Wer während der Fahrt ohne Freisprecheinrichtung telefoniert, muss mit saftigen Strafen rechnen. So sind in Frankreich mindestens 135, in Italien 165 EUR und in Spanien mindestens 200 EUR fällig.

Überhöhte Geschwindigkeit

Auch für Verstöße gegen Tempolimits muss man tief ins Börserl greifen. Überschreitungen von 20 km/h kosten in Italien mindestens 175 EUR (nachts sogar nochmal ein Drittel mehr) und in der Schweiz umgerechnet ab 165 EUR.

Rotlichtverstoß

Der Strafrahmen für das „Überfahren" einer roten Ampel reicht in Deutschland von 90 bis 360 EUR. In Slowenien kostet das Delikt 300 EUR und in der Schweiz umgerechnet rund 225 EUR.

Falschparken

Wer sein Fahrzeug nicht ordnungsgemäß parkt, kommt in einigen Ländern nicht billig davon. Fürs Falschparken wird man in Spanien mit bis zu 200 EUR gestraft, in Ungarn bis rund 275 EUR. Nicht nur Parken an unerlaubter Stelle, sondern auch ohne Ticket kann teuer werden: Nach wie vor erhalten Club-Mitglieder Forderungen über ca. 200 EUR, weil sie vor Jahren ohne Ticket in Kroatien geparkt haben. Daher: Unbedingt vor Ort informieren", so die Juristin.

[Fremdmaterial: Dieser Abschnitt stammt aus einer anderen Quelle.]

PR #2473, opened 2025-11-24
Seeker coordinator

jvogt23:
## Description
Added Seeker coordinator to handle seekers and seeker points without requiring several robots to keep track of each other.
Single source of truth for current seeker points.

Resolves Clickup Issue: 86b6ubv6c
## Design Documents
[Link](link-to-design-doc)

### Test Case 1
1. Start the sim
2. Hit play
3. Seekers go brrrr

**Expected result:** Seekers go brrr and no weird Seeker requests and responses needed (except with the coordinator ofc)

## Key Files to Review
Group 1
 * File 1: seeker_coordinator.hpp and .cpp
 * File 2: seeker_client.cpp and .hpp

Group 2
 * File 3: offense.cpp and .hpp
 * File 4: Seeker coordinator .msg files

## Review Checklist

- [ ] Step 1
- [ ] Step 2


launch/soccer.launch.py
```diff
@@ -237,6 +237,13 @@ def generate_launch_description():
                 output="screen",
                 parameters=[param_config_filepath],
                 on_exit=Shutdown(),
+            ),
+            Node(
+                package="rj_strategy",
+                executable="seeker_coordinator_node",
```
petergarud: Make sure using same naming convention as the other coordinator nodes.

src/rj_strategy/src/agent/position/offense.cpp
```diff
@@ -162,17 +164,24 @@ std::optional<RobotIntent> Offense::state_to_task(RobotIntent intent) {
...
-            std::optional<RobotIntent> actual_intent =
-                seeker_.get_task(std::move(intent), last_world_state_, field_dimensions_);
-            broadcast_seeker_request(seeker_.get_target_point(), true);
-            return actual_intent;
+            client_handles_->seekerClient->poll_for_target();
+            intent.motion_command = planning::MotionCommand{};
+            return intent;
+        }
+
+        case SEEKING_PROBE: {
```
petergarud: I think we can delete seeking probe and just make it a part of seeking. Also, I feel like we should make sure that if seeking points change when we are in the seeking state we continue to go to that point. Therefore, we should be continusouly looking for our seeking_target by calling selected_target() all the time in the seeking state.

src/rj_strategy/src/agent/position/offense.cpp
```diff
@@ -162,17 +164,24 @@ std::optional<RobotIntent> Offense::state_to_task(RobotIntent intent) {
...
 
         case SEEKING_START: {
-            // Calculate a new seeking point
-            seeker_.reset_target();
-            seeker_.set_seeker_points(seeker_points_);
-            std::optional<RobotIntent> actual_intent =
-                seeker_.get_task(std::move(intent), last_world_state_, field_dimensions_);
-            broadcast_seeker_request(seeker_.get_target_point(), true);
-            return actual_intent;
+            client_handles_->seekerClient->poll_for_target();
```
petergarud: if you look at marking/walling coordaintors, we use join_group instead of a polling name. Why did you choose this name?

src/rj_strategy/src/coordinator/seeker_client.cpp
```diff
@@ -0,0 +1,89 @@
+#include "rj_strategy/coordinator/seeker_client.hpp"
+
+namespace strategy {
+
+SeekerClient::SeekerClient(rclcpp::Node::SharedPtr node, uint8_t robot_id)
+    : node_{std::move(node)}, robot_id_{robot_id}, selected_target_{-1, -1} {
+    client_ = node_->create_client<rj_msgs::srv::SeekerCoordinator>("seeker_coordinator_srv");
+}
+
+void SeekerClient::poll_for_target(StatusCallback callback) {
```
petergarud: make sure idempotent

src/rj_strategy/src/coordinator/seeker_coordinator.cpp
```diff
@@ -1,47 +1,58 @@
-#include "rj_strategy/agent/position/seeker.hpp"
+#include "rj_strategy/coordinator/seeker_coordinator.hpp"
```
petergarud: make sure using same naming convention for file as in the walling and marking coordiantors.

src/rj_strategy/src/coordinator/seeking_coordinator.cpp
```diff
@@ -1,47 +1,58 @@
...
+            last_world_state_ = rj_convert::convert_from_ros(*world_state);
+        });
+}
 
-std::optional<RobotIntent> Seeker::get_task(RobotIntent intent, const WorldState* last_world_state,
-                                            FieldDimensions field_dimensions) {
-    // Determine target position for seeking
-    rj_geometry::Point current_loc = last_world_state->get_robot(true, robot_id_).pose.position();
+void SeekerCoordinator::service_callback(RequestPtr request, ResponsePtr response) {
+    is_seeking_[request->robot_id] = request->wants_to_seek;
```
petergarud: make sure idempotent

src/rj_strategy/src/coordinator/seeker_coordinator.cpp
```diff
@@ -1,47 +1,58 @@
...
-void Seeker::reset_target() { target_valid_ = false; }
-
-rj_geometry::Point Seeker::get_target_point() { return target_pt_; }
+void SeekerCoordinator::publish_seeker_points() {
+    std::array<rj_geometry_msgs::msg::Point, kNumShells> msg_points;
+    for (size_t i = 0; i < kNumShells; i++) {
+        msg_points[i].x = seeker_points_[i].x();
+        msg_points[i].y = seeker_points_[i].y();
+    }
+    this->publisher_->publish(rj_msgs::msg::SeekerCoordinator().set__positions(msg_points));
```
petergarud: is there a reason we need to copy the array first using a for loop. Can we not directly pass it in. If copying by reference then just use a function to copy the array if possible.

src/rj_strategy/src/coordinator/seeker_coordinator.cpp
```diff
@@ -1,47 +1,58 @@
...
+}
 
-void Seeker::set_seeker_points(const std::unordered_map<int, rj_geometry::Point>& seeker_points) {
-    seeker_points_ = seeker_points;
+void SeekerCoordinator::update_target(int robot_id) {
+    rj_geometry::Point robot_pos = last_world_state_.our_robots.at(robot_id).pose.position();
+    seeker_points_[robot_id] = get_open_point(last_world_state_, robot_pos, field_dimensions_);
+    SPDLOG_INFO("Open Point Found for Robot {}: {}, {}", robot_id, seeker_points_[robot_id].x(),
```
petergarud: remove, comment out, logging statement

src/rj_strategy/src/coordinator/seeker_coordinator.cpp
```diff
@@ -1,47 +1,58 @@
...
 }
 
-rj_geometry::Point Seeker::get_open_point(const WorldState* world_state,
-                                          rj_geometry::Point current_position,
-                                          const FieldDimensions& field_dimensions) const {
-    return Seeker::calculate_open_point(3.0, .2, current_position, world_state, field_dimensions);
+rj_geometry::Point SeekerCoordinator::get_open_point(
+    const WorldState world_state, rj_geometry::Point current_position,
+    const FieldDimensions& field_dimensions) const {
+    return SeekerCoordinator::calculate_open_point(3.0, .2, current_position, world_state,
```
petergarud: magic numbers

src/rj_strategy/src/coordinator/seeking_coordinator.cpp
petergarud: i'm worried not currently idempotent because can call again and recalculate a new point. Feels like wasted computation. Potentially have a boolean variable for a pending request and check that. This could potentially be solved at the client level.

src/rj_strategy/src/coordinator/seeking_coordinator.cpp
```diff
@@ -205,3 +218,11 @@ double Seeker::eval_point(rj_geometry::Point ball_pos, rj_geometry::Point curren
 }
 
 }  // namespace strategy
+
+int main(int argc, char** argv) {
+    rclcpp::init(argc, argv);
```
petergarud, line 261: Overall comment. What I would like to see is instead of the coordinator being reactive to new seeking requests, it is instead running continusouly to evaluate the best positions to travel to. This could help with situations where robots shift and there is a better position to seek to if enemy robots change. This would involve a continuously running get open point function that gets open points for all seeking robots. It would also involve ensuring that robots are mapped to the right points and that they only switch to new points if that new point is signifnicantly better.

src/rj_strategy/src/agent/position/offense.cpp
jvogt23: I originally set up the seeker coordinator to constantly send updated points, and it caused pretty immense slowdowns and some very strange movement. The seeker point calculation is pretty expensive which is why I do probing at the beginning of every seek cycle.

src/rj_strategy/src/coordinator/seeking_coordinator.cpp
jvogt23: Issue here is that to achieve this with any efficiency the entire seeking algorithm would need to change quite a bit. I initially had it run the seeker target point calculation algorithm for each robot at every world state update, and it caused everything to slow down. I can keep trying this, but the solution I came up with preserves the original functionality while removing the spaghetti the original seeker setup required.

src/rj_strategy/src/coordinator/seeker_coordinator.cpp
jvogt23: The messages sent through ROS2 use a different data type; passing in the original array directly crashes.

src/rj_strategy/src/agent/position/offense.cpp
jvogt23: Chose this name because the function is called both when a robot joins the group of seekers and when it wants to change its seeking target

src/rj_strategy/src/coordinator/seeker_client.cpp
jvogt23: What does idempotent mean in context?

src/rj_strategy/src/coordinator/seeking_coordinator.cpp
jvogt23: Set up regular interval of 500ms where it evaluates all current seeker points and calculates new points if the current points receive an eval score of >= 2.0 (higher scores are worse)

src/rj_strategy/include/rj_strategy/coordinator/seeking_client.hpp
```diff
@@ -0,0 +1,70 @@
...
+
+private:
+    rclcpp::Node::SharedPtr node_;
+    const uint8_t robot_id_;  // NOLINT(cppcoreguidelines-avoid-const-or-ref-data-members) -- class
+                              // isn't move/copy-able anyway
+    rclcpp::Client<rj_msgs::srv::SeekingCoordinator>::SharedPtr client_;
+    rclcpp::Subscription<rj_msgs::msg::SeekingCoordinator>::SharedPtr subscription_;
+
+    bool am_i_member_{false};
+    rj_geometry::Point selected_target_{-1, -1};
```
Squid5678: why is this initialized with -1?

src/rj_strategy/include/rj_strategy/agent/position/offense.hpp
```diff
@@ -41,6 +41,8 @@ class Offense : public Position {
 
     std::string get_current_state() override;
 
+    void die() override;
```
Squid5678, line 44: nit: better name

src/rj_strategy/include/rj_strategy/coordinator/seeking_coordinator.hpp
```diff
@@ -0,0 +1,130 @@
...
+public:
+    SeekingCoordinator();
+    ~SeekingCoordinator() override = default;
+    SeekingCoordinator(const SeekingCoordinator&) = delete;
+    SeekingCoordinator& operator=(const SeekingCoordinator&) = delete;
+    SeekingCoordinator(SeekingCoordinator&&) = delete;
+    SeekingCoordinator& operator=(SeekingCoordinator&&) = delete;
+
+    void service_callback(RequestPtr request, ResponsePtr response);
+    static rj_geometry::Point invalidPoint() { return rj_geometry::Point{-1, -1}; }
```
Squid5678: can we replace this invalidPoint() with just a null value once a robot leaves seeking?

src/rj_strategy/src/coordinator/seeking_client.cpp
```diff
@@ -0,0 +1,88 @@
+#include "rj_strategy/coordinator/seeking_client.hpp"
+
+namespace strategy {
+
+SeekingClient::SeekingClient(rclcpp::Node::SharedPtr node, uint8_t robot_id)
+    : node_{std::move(node)}, robot_id_{robot_id}, selected_target_{-1, -1} {
+    client_ = node_->create_client<rj_msgs::srv::SeekingCoordinator>("seeking_coordinator_srv");
+}
+
+void SeekingClient::join_group(StatusCallback callback) {
```
Squid5678, line 10: can we add a check for `am_i_member_` prior to the callback to ensure that we aren't making repeated `join_group()` calls?

src/rj_strategy/src/coordinator/seeking_coordinator.cpp
Squid5678: +1 to this, I think this is better than the 500ms approach

src/rj_strategy/src/coordinator/seeking_coordinator.cpp
```diff
@@ -1,49 +1,81 @@
...
+            get_open_point(robot_id, last_world_state_, current_pos, field_dimensions_);
+    }
 }
 
-rj_geometry::Point Seeker::get_open_point(const WorldState* world_state,
-                                          rj_geometry::Point current_position,
-                                          const FieldDimensions& field_dimensions) const {
-    return Seeker::calculate_open_point(3.0, .2, current_position, world_state, field_dimensions);
+rj_geometry::Point SeekingCoordinator::get_open_point(
+    int robot_id, const WorldState world_state, rj_geometry::Point current_position,
```
Squid5678: should this be `const WorldState& world_state` to avoid copying in the entire world state?

Squid5678 (changes requested):
some changes

src/rj_strategy/include/rj_strategy/agent/position/offense.hpp
jvogt23: die() is inherited from Position

src/rj_strategy/include/rj_strategy/coordinator/seeking_client.hpp
jvogt23: { -1, -1} is a known bad point that can't be reached on the field

src/rj_strategy/src/coordinator/seeking_coordinator.cpp
jvogt23: I think I did this because subscribing to the World State topic gets you the entire world state rather than a reference, but passing a reference to the resulting methods would probably be more memory efficient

Wer Strafe rasch bezahlt, kann sparen

„Ist ein Verstoß geschehen, kommt man 'am günstigsten' davon, wenn man die Strafe gleich vor Ort zahlt oder so schnell wie möglich überweist", sagt die Juristin. In manchen Ländern werden bei rascher Bezahlung erhebliche Rabatte gewährt: So wird z. B. in Spanien bei Bezahlung der Strafe innerhalb von 20 Tagen nur der halbe Betrag fällig. In Italien ist ein Nachlass von 30% bei Begleichung binnen fünf Tagen möglich – wird die Strafe hingegen nicht binnen 60 Tagen bezahlt, verdoppelt sich der zu zahlende Betrag.

Offene Strafen in EU

vollstreckbar Offene Strafen aus dem EU-Ausland können in Österreich zwangsweise eingetrieben werden. „Verkehrssicherheitsrelevante Verstöße werden aufgrund eines optimierten Halterdatenaustauschs innerhalb der EU effektiver verfolgt. Daher sollten ausländische Strafzettel keinesfalls ignoriert werden", rät Pronebner. „Auch bei der Wiedereinreise in das Urlaubsland ist die Einforderung der Strafe möglich."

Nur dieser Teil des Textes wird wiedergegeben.